● **The task**
The answer must consist solely of the line containing "s/occurence/occurrence/" and every line after it in the records below, through the last, each reproduced exactly.

● **Data supplied**

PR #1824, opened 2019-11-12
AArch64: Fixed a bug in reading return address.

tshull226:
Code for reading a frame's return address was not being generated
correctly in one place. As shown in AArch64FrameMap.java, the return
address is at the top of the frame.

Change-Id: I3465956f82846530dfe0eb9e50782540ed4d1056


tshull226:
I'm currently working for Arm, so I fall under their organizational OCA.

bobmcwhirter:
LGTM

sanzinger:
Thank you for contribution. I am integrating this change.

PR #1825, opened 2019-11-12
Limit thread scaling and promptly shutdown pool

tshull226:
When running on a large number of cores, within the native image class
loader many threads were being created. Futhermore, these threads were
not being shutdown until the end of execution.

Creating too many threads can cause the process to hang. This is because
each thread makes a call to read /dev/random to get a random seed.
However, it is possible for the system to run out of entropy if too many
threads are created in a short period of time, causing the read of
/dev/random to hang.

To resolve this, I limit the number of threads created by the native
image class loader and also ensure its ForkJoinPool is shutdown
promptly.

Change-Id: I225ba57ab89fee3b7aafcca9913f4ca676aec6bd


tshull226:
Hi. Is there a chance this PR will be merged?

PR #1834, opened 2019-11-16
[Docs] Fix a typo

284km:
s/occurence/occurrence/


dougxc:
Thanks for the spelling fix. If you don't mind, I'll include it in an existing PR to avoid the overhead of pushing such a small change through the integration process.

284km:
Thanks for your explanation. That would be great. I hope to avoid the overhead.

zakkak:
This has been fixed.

● **Your solution**
s/occurence/occurrence/


dougxc:
Thanks for the spelling fix. If you don't mind, I'll include it in an existing PR to avoid the overhead of pushing such a small change through the integration process.

284km:
Thanks for your explanation. That would be great. I hope to avoid the overhead.

zakkak:
This has been fixed.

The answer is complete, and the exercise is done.